Proof: \[\begin{aligned}
\text{Pr}[T=0] &=\text{Pr}\left[\bar{A}_{1} \cap \bar{A}_{2} \cap \ldots \cap \bar{A}_{n}\right] & (T = 0 \text{ iff no }A_i \text{ occurs})\\
&=\prod_{i=1}^{n} \text{Pr}\left[\bar{A}_{i}\right] & (\text{independence of } A_i)\\
&=\prod_{i=1}^{n}\left(1-\text{Pr}\left[A_{i}\right]\right) \\
& \leq \prod_{i=1}^{n} e^{-\text{Pr}\left[A_{i}\right]} & (\text{since } 1 - x \leq e^{-x})\\
&=e^{-\sum_{i=1}^{n} \text{Pr}\left[A_{i}\right]} \\
&=e^{-\sum_{i=1}^{n} \text{Ex}\left[T_{i}\right]} & (\text{since } T_i \text{ is an indicator for } A_i)\\
&=e^{-\text{Ex}[T]} & (\text{linearity of expectation}) \\ & & \quad \blacksquare
\end{aligned}\]

For example, given any set of mutually independent events, if you expect 10 of them to happen, then at least one of them will happen with probability at least $1 - e^{10}$. The probability that none of them happen is at most $e^{10} < 1/22000$.

So if there are a lot of independent things that can go wrong and their probabilities sum to a number much greater than 1, then Theorem 19.6.4 proves that some of them surely will go wrong.

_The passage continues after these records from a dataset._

PR #3405, opened 2025-02-21
Fix AMD GPU support with should_reduce_batch_size()

cameronshinn:
Even though torch has NVIDIA and AMD GPUs operate under the cuda namespace, the out of memory error for AMD GPUs is different. When trying to determine if a model can fit on an AMD GPU, this function will evaluate to false for a `torch.OutOfMemoryError`. This PR adds another check for the error string.

Example error messge:
```
'HIP out of memory. Tried to allocate 64.00 GiB. GPU 0 has a total capacity of 63.98 GiB of which 48.63 GiB is free. Of the allocated memory 15.02 GiB is allocated by PyTorch, and 129.49 MiB is reserved by PyTorch but unallocated. If reserved but unallocated memory is large try setting PYTORCH_HIP_ALLOC_CONF=expandable_segments:True to avoid fragmentation.  See documentation for Memory Management  (https://pytorch.org/docs/stable/notes/cuda.html#environment-variables)'
```

# What does this PR do?

Fixes # (issue)

## Before submitting
- [ ] This PR fixes a typo or improves the docs (you can dismiss the other checks if that's the case).
- [ ] Did you read the [contributor guideline](https://github.com/huggingface/accelerate/blob/main/CONTRIBUTING.md#submitting-a-pull-request-pr),
      Pull Request section?
- [ ] Was this discussed/approved via a Github issue or the [forum](https://discuss.huggingface.co/)? Please add a link
      to it if that's the case.
- [ ] Did you make sure to update the documentation with your changes? Here are the
      [documentation guidelines](https://github.com/huggingface/accelerate/tree/main/docs), and
      [here are tips on formatting docstrings](https://github.com/huggingface/accelerate/tree/main/docs#writing-documentation---specification).
- [ ] Did you write any new necessary tests?

## Who can review?

Anyone in the community is free to review the PR once the tests have passed. Feel free to tag
members/contributors who may be interested in your PR.

PR #4227, opened 2026-09-08
Treat MPS out-of-memory errors as OOM in find_executable_batch_size

### LINKED ISSUE #4226: find_executable_batch_size does not catch MPS out-of-memory errors
`find_executable_batch_size` re-raises on the first MPS out-of-memory error instead of lowering the batch size.

`should_reduce_batch_size` (`src/accelerate/utils/memory.py`, lines 108 to 116) matches on `" out of memory."`, with a trailing period. The MPS allocator raises:

```
RuntimeError: MPS backend out of memory (MPS allocated: 0 bytes, other allocations: 448.00 KiB, max allowed: 242.48 MiB). Tried to allocate 256.00 MiB on shared pool. Use PYTORCH_MPS_HIGH_WATERMARK_RATIO=0.0 to disable upper limit for memory allocations (may cause system failure).
```

"out of memory" is followed by " (" rather than ".", so no statement matches and the decorator re-raises. The message has been the same since at least torch v2.1.0 (`aten/src/ATen/mps/MPSAllocator.mm`), and it is a plain `RuntimeError`, not `torch.OutOfMemoryError`.

### Reproduction

accelerate 1.15.0.dev0 at 9e5d1de, torch 2.14.0, macOS arm64, Python 3.13. The watermark ratio makes the allocator refuse anything above about 240 MiB, so the OOM fires without filling the GPU.

```python
# repro.py, following the pattern in docs/source/basic_tutorials/troubleshooting.md
import sys, torch
from accelerate.utils import find_executable_batch_size

use_cpu = "--cpu" in sys.argv
accelerator = Accelerator(cpu=use_cpu)
unit = 2**25 if not use_cpu else 2**44  # 32 MiB per sample on MPS; 16 TiB per sample on CPU
tried = []

@find_executable_batch_size(starting_batch_size=32)
def inner(batch_size):
    tried.append(batch_size)
    accelerator.free_memory()
    x = torch.empty(batch_size * unit, dtype=torch.uint8, device=accelerator.device)
    return x.numel() // unit

print("device:", accelerator.device)
try:
    print("succeeded with batch_size =", inner())
except RuntimeError as e:
    print("raised", type(e).__name__ + ":", str(e)[:120])
print("batch sizes tried:", tried)
```

```
$ PYTORCH_MPS_HIGH_WATERMARK_RATIO=0.02 PYTORCH_MPS_LOW_WATERMARK_RATIO=0.01 python repro.py
device: mps
raised RuntimeError: MPS backend out of memory (MPS allocated: 0 bytes, other allocations: 448.00 KiB, max allowed: 242.48 MiB). Tried to all
batch sizes tried: [32]

$ python repro.py --cpu
device: cpu
succeeded with batch_size = 3
batch sizes tried: [32, 28, 25, 22, 19, 17, 15, 13, 11, 9, 8, 7, 6, 5, 4, 3]
```

The CPU allocator's message (`DefaultCPUAllocator: can't allocate memory`) is matched and the batch size steps down. On MPS the first failure propagates.

`tests/test_memory_utils.py` does not catch this. `raise_fake_out_of_memory` raises `f"{torch_device.upper()} out of memory."`, which on an MPS host is `"MPS out of memory."` and matches the `" out of memory."` statement. The real allocator message does not.

### Expected behavior

The batch size steps down on MPS the way it does on CPU and CUDA.

`transformers.Trainer` with `auto_find_batch_size=True` delegates to this function through `trainer_utils.find_executable_batch_size`, so that option cannot recover from an OOM on Apple silicon.

Adding `"MPS backend out of memory"` to `_statements` fixes it, the same way #3405 added the HIP message. Opening a PR with that change and a test.

caiotheodoro:
Fixes #4226

`should_reduce_batch_size` matches OOM errors on `" out of memory."` with a trailing period. The MPS allocator raises `RuntimeError("MPS backend out of memory (MPS allocated: ...). Tried to allocate ...")`, so nothing matched and `find_executable_batch_size` re-raised on the first attempt on Apple silicon. This adds the MPS message to `_statements`, as #3405 did for HIP, plus a test that uses the allocator's real message.

Checked on macOS arm64 with torch 2.14.0 and `PYTORCH_MPS_HIGH_WATERMARK_RATIO=0.02` to force the OOM early. Before: the decorated function raised at batch size 32. After: it stepped from 32 down to 7 and succeeded. On CPU the sequence is unchanged. Over 12 sample exception messages (CUDA, HIP, XPU, CPU, HPU, cuDNN, two MPS variants, the test helper's string, an unrelated `RuntimeError`, a `ValueError`, and a two-arg `RuntimeError`) only the two MPS messages change, from `False` to `True`.

```
pytest tests/test_memory_utils.py -q   # 8 passed; the new test fails on main
make quality                            # clean
```

Drafted with Claude Opus / Fable 5.1. Reviewed by Muse Spark 1.3 and GLM 5.3 as judges before submission.

## Before submitting
      Pull Request section?
      to it if that's the case.

## Who can review?

@SunMarc @BenjaminBossan

### DIFF
--- a/tests/test_memory_utils.py
+++ b/tests/test_memory_utils.py
@@ -126,24 +126,6 @@ class MemoryTest(unittest.TestCase):
         ]
         assert [bs, arg1] == [8, "hello"]
 
-    def test_mps_out_of_memory(self):
-        batch_sizes = []
-
-        @find_executable_batch_size(starting_batch_size=16)
-        def mock_training_loop_function(batch_size):
-            nonlocal batch_sizes
-            batch_sizes.append(batch_size)
-            if batch_size != 8:
-                # Message raised by the MPS allocator, which has no trailing period after "out of memory".
-                raise RuntimeError(
-                    "MPS backend out of memory (MPS allocated: 8.00 GB, other allocations: 384.00 KB, max allowed: "
-                    "9.07 GB). Tried to allocate 2.00 GB on private pool. Use PYTORCH_MPS_HIGH_WATERMARK_RATIO=0.0 "
-                    "to disable upper limit for memory allocations (may cause system failure)."
-                )
-
-        mock_training_loop_function()
-        assert batch_sizes == [16, 14, 12, 10, 9, 8]
-
     def test_start_zero(self):
         @find_executable_batch_size(starting_batch_size=0)
         def mock_training_loop_function(batch_size):
--- a/tests/test_memory_utils.py
+++ b/tests/test_memory_utils.py
@@ -126,6 +126,24 @@ class MemoryTest(unittest.TestCase):
         ]
         assert [bs, arg1] == [8, "hello"]
 
+    def test_mps_out_of_memory(self):
+        batch_sizes = []
+
+        @find_executable_batch_size(starting_batch_size=16)
+        def mock_training_loop_function(batch_size):
+            nonlocal batch_sizes
+            batch_sizes.append(batch_size)
+            if batch_size != 8:
+                # Message raised by the MPS allocator, which has no trailing period after "out of memory".
+                raise RuntimeError(
+                    "MPS backend out of memory (MPS allocated: 8.00 GB, other allocations: 384.00 KB, max allowed: "
+                    "9.07 GB). Tried to allocate 2.00 GB on private pool. Use PYTORCH_MPS_HIGH_WATERMARK_RATIO=0.0 "
+                    "to disable upper limit for memory allocations (may cause system failure)."
+                )
+
+        mock_training_loop_function()
+        assert batch_sizes == [16, 14, 12, 10, 9, 8]
+
     def test_start_zero(self):
         @find_executable_batch_size(starting_batch_size=0)
         def mock_training_loop_function(batch_size):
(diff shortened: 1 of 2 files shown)


tests/test_memory_utils.py
```diff
@@ -126,6 +126,24 @@ def mock_training_loop_function(batch_size, arg1):
...
+                # Message raised by the MPS allocator, which has no trailing period after "out of memory".
+                raise RuntimeError(
+                    "MPS backend out of memory (MPS allocated: 8.00 GB, other allocations: 384.00 KB, max allowed: "
+                    "9.07 GB). Tried to allocate 2.00 GB on private pool. Use PYTORCH_MPS_HIGH_WATERMARK_RATIO=0.0 "
+                    "to disable upper limit for memory allocations (may cause system failure)."
+                )
+
+        mock_training_loop_function()
+        assert batch_sizes == [16, 14, 12, 10, 9, 8]
+
```
SunMarc: we can't test on mps on the CI in any case but i've tested locally
```suggestion
```

SunMarc (approved):
Thanks a lot !

PR #4234, opened 2026-09-09
Capture stateful dataloader state lazily so prepare() does not draw the shuffle permutation

### LINKED ISSUE #4204: `use_stateful_dataloader` + `num_workers>0` draws epoch-0 permutation during `prepare()` before cross-rank RNG sync — corrupts DDP data partition
### System Info

```Shell
- `accelerate` version: 1.13.0 (and main branch)
- `torch` version: 2.13.0
- `torchdata` version: 0.11.0
- Platform: Linux
- Python version: 3.11
- Distributed environment: 2-process CPU/Gloo (reproducible without GPU)
```

### Information

- [x] My own modified scripts

### Tasks

#### Summary & Root Cause

With `DataLoaderConfiguration(use_stateful_dataloader=True)`, `accelerator.prepare()` wraps the dataloader as a torchdata `StatefulDataLoader` and immediately invokes `base_dataloader.state_dict()` inside `DataLoaderAdapter.__init__` to record the initial dataloader state.

When `num_workers > 0`:
1. `StatefulDataLoader.state_dict()` calls `self._get_iterator()` when `self._iterator is None` to snapshot iterator state.
2. The multiprocessing iterator's `_reset()` spawns worker processes and primes the prefetch queue (`prefetch_factor * num_workers` items), which iterates `_sampler_iter`.
3. For a vanilla `RandomSampler(generator=None)`, this immediately draws the epoch-0 permutation seed from the process's **local global RNG at `prepare()` time**.
4. Cross-rank dataloader RNG synchronization (`DataLoaderShard.__iter__` -> `synchronize_rng_states`) only happens when iteration actually starts, so any divergence in per-rank RNG before `prepare()` (e.g. no global `torch.manual_seed` set, deliberate per-rank seeding, or unequal RNG consumption across ranks during model/dataset setup) causes ranks to derive **different** epoch-0 permutations.
5. `BatchSamplerShard` then rank-interleaves divergent permutations, which **corrupts the data partition during epoch 0** (samples are duplicated across ranks and others are dropped).

*(Note: This affects uninterrupted training runs during epoch 0, independent of any checkpoint/resume operation).*

#### Minimal Reproducible Example

Run with 2 processes on CPU (no GPU needed):

```bash
# Case A (diverged/unseeded RNG across ranks): partition is corrupted
python -m torch.distributed.run --standalone --nproc_per_node=2 repro_prepare_prefetch.py noseed

# Case B (identical seed explicitly set before prepare): partition is intact
python -m torch.distributed.run --standalone --nproc_per_node=2 repro_prepare_prefetch.py seed
```

`repro_prepare_prefetch.py`:

```python
import sys
import torch

MODE = sys.argv[1]  # "seed" or "noseed"
N, BS = 96, 4

if MODE == "seed":
    torch.manual_seed(1234)  # identical on both ranks before prepare()

acc = Accelerator(cpu=True, dataloader_config=DataLoaderConfiguration(use_stateful_dataloader=True))
loader = acc.prepare(
    DataLoader(TensorDataset(torch.arange(N)), batch_size=BS, shuffle=True, num_workers=6)
)

# Iterate through epoch 0
flat = [i for b in loader for i in b[0].tolist()]

gathered = [None] * acc.num_processes
dist.all_gather_object(gathered, flat)
acc.wait_for_everyone()

if acc.is_main_process:
    union = [i for rank_items in gathered for i in rank_items]
    union_set = set(union)
    missing = len(set(range(N)) - union_set)
    duplicates = len(union) - len(union_set)
    print(
        f"mode={MODE}: epoch-0 union={len(union_set)}/{N}, missing={missing}, duplicates={duplicates}"
    )
```

#### Observed Output

```
mode=noseed: epoch-0 union=72/96, missing=24, duplicates=24
mode=seed:   epoch-0 union=96/96, missing=0, duplicates=0
```

With `num_workers=6` and no prior shared seed synchronization, 24 out of 96 samples are duplicated across ranks and 24 samples are completely omitted from epoch 0.

### Expected behavior

`accelerator.prepare(dataloader)` should not draw from the sampler or consume generator RNG before iteration begins:

1. **Lazy state capture (Preferred)**: `DataLoaderAdapter.__init__` should avoid materializing `_get_iterator()` during initialization, capturing state lazily on the first step/checkpoint instead.
2. **Post-init cleanup / reset**: If `state_dict()` must be called during `prepare_data_loader`, the early iterator should be cleared (`dataloader.base_dataloader._iterator = None` or equivalent) to reap worker pools and defer the sampler draw to iteration time.
3. At minimum, `synchronize_rng_states` should run prior to adapter initial state capture if `use_stateful_dataloader=True` and `num_workers > 0`.

jayzuccarelli:
# What does this PR do?

Fixes #4204

This is the lazy capture I proposed on the issue on Sep 2.

`DataLoaderAdapter.__init__` calls `base_dataloader.state_dict()` right after building the `StatefulDataLoader`. With `num_workers > 0` that builds the iterator and draws the sampler permutation at `prepare()` time, before `synchronize_rng_states` runs in `__iter__`, so each rank shards a different epoch-0 permutation.

Capture it lazily instead: `dl_state_dict` starts as `None` and `_update_state_dict` fills it once iteration starts. `state_dict()` falls back to the base dataloader if nothing was captured yet, so checkpointing before the first batch works as before.

Added a single-process test (shuffle order follows the seed set after init) and a 2-process `num_workers > 0` case in `test_distributed_data_loop.py`. Both fail on main.

## Before submitting
- [x] Was this discussed/approved via a Github issue or the [forum](https://discuss.huggingface.co/)? #4204

## Who can review?

@SunMarc

### DIFF
--- a/src/accelerate/data_loader.py
+++ b/src/accelerate/data_loader.py
@@ -441,7 +441,9 @@ class DataLoaderAdapter:
             self.base_dataloader = DataLoader(dataset, batch_sampler=batch_sampler, **kwargs)
 
         if hasattr(self.base_dataloader, "state_dict"):
-            self.dl_state_dict = self.base_dataloader.state_dict()
+            # Captured lazily in `_update_state_dict`: with `num_workers > 0`, calling `state_dict()` here would
+            # build the iterator and draw the sampler permutation before the RNG is synchronized across processes.
+            self.dl_state_dict = None
 
     def __getattr__(self, name):
         # Avoid infinite recursion if we try to access a nonexistent base_dataloader attribute.
@@ -451,6 +453,8 @@ class DataLoaderAdapter:
         return getattr(self.base_dataloader, name)
 
     def state_dict(self):
+        if self.dl_state_dict is None:
+            return self.base_dataloader.state_dict()
         return self.dl_state_dict
 
     def load_state_dict(self, state_dict):
--- a/src/accelerate/test_utils/scripts/test_distributed_data_loop.py
+++ b/src/accelerate/test_utils/scripts/test_distributed_data_loop.py
@@ -312,6 +312,21 @@ def _test_stateful_dataloader_resume(accelerator, iterable):
         accelerator.dataloader_config = old_dataloader_config
 
 
+def test_stateful_dataloader_with_workers(accelerator):
+    """
+    With `num_workers > 0`, capturing the state dict at prepare time used to build the iterator and draw the epoch-0
+    permutation before the RNG was synchronized across processes, so each rank sharded a different permutation.
+    """
+    old_dataloader_config = accelerator.dataloader_config
+    try:
+        accelerator.dataloader_config = DataLoaderConfiguration(use_stateful_dataloader=True)
+        torch.manual_seed(accelerator.process_index)
+        loader = DataLoader(DummyDataset(), shuffle=True, batch_size=BATCH_SIZE, num_workers=NUM_WORKERS)
+        test_data_loader(loader, accelerator)
+    finally:
+        accelerator.dataloader_config = old_dataloader_config
+
+
 def test_stateful_dataloader(accelerator):
     """
     Tests that a stateful dataloader can be iterated over, saved after a few batches using `load_state_dict`, and then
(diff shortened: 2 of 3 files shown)


jayzuccarelli:
@SunMarc gentle ping when you have a moment. This is the only open PR for #4204: stateful dataloader state is captured lazily, so `prepare()` no longer draws from the shuffle generator. Happy to adjust anything.

jayzuccarelli:
Added a regression test for the resume case @SeverinVisionary reported in #4204: save mid-epoch on a shuffled loader, resume into a fresh one, check the remainder matches (`num_workers` 0 and 2). It fails on main and passes with this change.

This result can help to explain “coincidences,” “miracles,” and crazy events that seem to have been very unlikely to happen. Such events do happen, in part, because there are so many possible unlikely events that the sum of their probabilities is greater than one. For example, someone does win the lottery.

In fact, if there are 100,000 random tickets in Pick-4, Theorem 19.6.4 says that the probability that there is no winner is less than $e^{10} < 1/22000$. More generally, there are literally millions of one-in-a-million possible events and so some of them will surely occur.

⁵Yes, this is the same Chernoff who figured out how to beat the state lottery—this guy knows a thing or two.

⁶As we noted in Chapter 18, human choices are often not uniform and they can be highly dependent. For example, lots of people will pick an important date. The lottery folks should not get too much comfort from the analysis that follows, unless they assign random 4-digit numbers to each player.

⁷See “A Conversation with Herman Chernoff,” Statistical Science 1996, Vol. 11, No. 4, pp 335– 350.

⁸This is in reference and deference to the famous saying that “If something can go wrong, it probably will.”